Communications of the ACM

Assessing Data Quality with Control Matrices

There is a growing trend for business and IS professionals to treat information as a product [6, 7]. This represents a fundamental shift in focus because an information product approach means the quality of the information is of paramount importance rather than the system that produces the information. That is not to say we no longer care about the quality of our computer systems, but rather, we care about the quality of our computer systems for a different reason. A well designed, efficient, and effective information system is important insofar as it contributes to a higher quality information product being produced by that system. For the purposes of this article, information products are the results of transforming raw data using computer-based processing into outputs that have value for either internal or external data consumers. (The terms "information" and "data" are used interchangeably throughout this article).

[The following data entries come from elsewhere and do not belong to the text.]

PR #565, opened 2026-04-16
feat(watchdog): memory soft-cap + enhanced diagnose memory block (#554)

shaun0927:
## Summary

- Adds a 6-slot circular RSS time-series buffer (entries spaced ≥ 60 s apart) to `memory-tracker.ts` and exports `getRssGrowthPerHour()` which computes MB/hour growth from oldest→newest buffer entries
- Implements `OPENSAFARI_MEMORY_SOFT_CAP_MB` soft-cap watchdog: `recordMemorySample()` emits a rate-limited `console.error` (max once per 60 s) when RSS exceeds the configured cap; exports `getMemorySoftCapMB()` and `isMemoryCapExceeded()`
- Extends the `diagnose` memory block with three new fields: `rss_growth_mb_per_hour`, `soft_cap_mb`, `notes`; adds top-level `memory_status: 'ok' | 'warn'` field
- Resets time-series buffer and warning cooldown in `resetMemoryTracker()` for clean test isolation

## Test plan

- [ ] `npm run build` passes with no new errors
- [ ] `npm test` passes — 1601 tests, 0 failures
- [ ] New `memory-tracker` tests cover: `getRssGrowthPerHour()` null with <2 samples, MB/hour calculation, known RSS delta, buffer capped at 6, `resetMemoryTracker()` clears buffer, `getMemorySoftCapMB()` parse/null, `isMemoryCapExceeded()`, watchdog warning emission, no-spam rate limit
- [ ] New `diagnose` tests cover: new fields present, `memory_status` ok/warn transitions, notes message when cap exceeded, `soft_cap_mb` reflects env var

### DIFF
--- a/src/metrics/memory-tracker.ts
+++ b/src/metrics/memory-tracker.ts
@@ -13,10 +13,11 @@
  * RSS-only variant is available) so it can safely ride on top of every
  * `timedInput` invocation without a measurable latency impact.
  *
- * A follow-up issue will add:
- *   - Per-backend rollup (avg / p95 / max RSS delta per op)
- *   - Soak-test hook that asserts growth-rate SLOs
- *   - Optional `OPENSAFARI_MEMORY_SOFT_CAP_MB` watchdog + `diagnose` warning
+ * This module also provides:
+ *   - A circular buffer of RSS time-series samples (6 slots, ≥60 s apart)
+ *     used to compute an MB/hour growth rate via `getRssGrowthPerHour()`.
+ *   - A soft-cap watchdog driven by `OPENSAFARI_MEMORY_SOFT_CAP_MB` that
+ *     emits a rate-limited `console.error` when RSS exceeds the cap.
  */
 
 /**
@@ -30,6 +31,15 @@
  */
 export const OPENSAFARI_INPUT_TELEMETRY_MEMORY_ENV =
   'OPENSAFARI_INPUT_TELEMETRY_MEMORY';
+
+/**
+ * Env var for the optional memory soft-cap watchdog. When set to a positive
+ * integer (MB), `recordMemorySample()` emits a rate-limited `console.error`
+ * warning whenever the process RSS exceeds this threshold.
+ *
+ * Example: `OPENSAFARI_MEMORY_SOFT_CAP_MB=512`
+ */
+export const OPENSAFARI_MEMORY_SOFT_CAP_MB_ENV = 'OPENSAFARI_MEMORY_SOFT_CAP_MB';
 
 export interface MemorySnapshot {
   /** Current resident set size in bytes. */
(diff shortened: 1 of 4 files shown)


shaun0927:

**Verdict: COMMENT**

No blocking issue jumped out in the watchdog/diagnose changes. The only thing I'd watch operationally is log attribution: once `OPENSAFARI_MEMORY_SOFT_CAP_MB` is used in long-running or multi-device sessions, the new watchdog warnings will be much easier to triage if they consistently include the process/device context alongside the RSS/cap numbers. Not a blocker, just a future-proofing note.

shaun0927:
Review pass (2026-04-16)

Verdict: COMMENT

No blocking issue stood out in this diff. The watchdog/growth-rate additions are coherent with the tests and the expanded `diagnose` output.

One follow-up worth keeping in mind: the growth-rate and soft-cap warning path is still driven by `recordMemorySample()`, so the signal quality depends on there being enough input traffic to populate the time series. That seems okay for the current design, but it is something to document clearly for operators.

shaun0927:
Review pass:
- Verdict: REQUEST CHANGES
- HIGH: in `src/metrics/memory-tracker.ts`, `recordMemorySample()` still returns immediately unless `OPENSAFARI_INPUT_TELEMETRY_MEMORY` is enabled. That means `OPENSAFARI_MEMORY_SOFT_CAP_MB` on its own does not actually activate the watchdog path described in the PR text / diagnose output.
- If the soft cap is supposed to be independently useful, the watchdog needs to be decoupled from the telemetry-sampling gate (or the docs/reporting need to be tightened to say both env vars are required).

shaun0927:

**Recommendation: COMMENT**

I didn’t find a blocking issue in the memory soft-cap + diagnose path from this diff.

Non-blocking note:
- `rss_growth_mb_per_hour` is derived from a sparse in-memory time series (6 slots, >=60 s spacing), so I’d mention in merge notes/docs that it is a trend signal rather than a high-resolution diagnostic.

shaun0927:
Review pass: no blocking issue found from this diff.

One non-blocking suggestion: the new top-level `memory_status: 'ok' | 'warn'` field in `src/tools/diagnose.ts` is nice for a quick human read, but downstream automation will probably still need to inspect `notes` to tell soft-cap breaches apart from growth-rate warnings. If you expect machines to consume this soon, it may be worth exporting the individual booleans as first-class fields as well.

shaun0927:

The watchdog / `diagnose` additions look reasonable, but one behavior is worth calling out before merge: `rss_growth_mb_per_hour` only advances when `recordMemorySample()` runs, and that sampler is still gated by `OPENSAFARI_INPUT_TELEMETRY_MEMORY`. In the default config, `diagnose` can therefore report `rss_growth_mb_per_hour: null` indefinitely even though the new docs read like the field is generally available.

Not blocking, but I’d either clarify that dependency in the `diagnose` docs/output contract or seed a sample inside `diagnose` so the field is less surprising.

shaun0927 (commented):

P2: `getMemorySoftCapMB()` reads `process.env` on every tick — consider caching. Not blocking; watchdog logic, growth-rate formula, and rate-limited warnings are all correct.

Under this new paradigm, we need to inventory the information products produced by our systems and to measure their quality across multiple dimensions such as accuracy, accessibility, consistency, and timeliness [2, 5]. We need to evaluate information products in terms of how well they meet the consumers' needs, how well we produce information products, and how well we manage the life cycle of the data after it is produced. This approach suggests a new role, the information product manager (IPM). These individuals must apply an integrated, cross-functional approach to fulfill their responsibility of coordinating and managing the suppliers of raw information, the producers of deliverable information, and the information consumers [7].

To accomplish their task, IPMs require some additional tools beyond the currently available case tools or software quality products. Work is underway on several tools specifically designed for the data quality professional. Some of these tools, like the Integrity Analyzer [6], assist the data quality professional with the development, collection, and analysis of information quality metrics. Other tools, like the IP-Map methodology [1], are useful for diagramming and analyzing the process by which an information product is manufactured. This article presents a third technique—the control matrix. This technique is adapted from the IS audit and control literature for use in analyzing the quality of an information product.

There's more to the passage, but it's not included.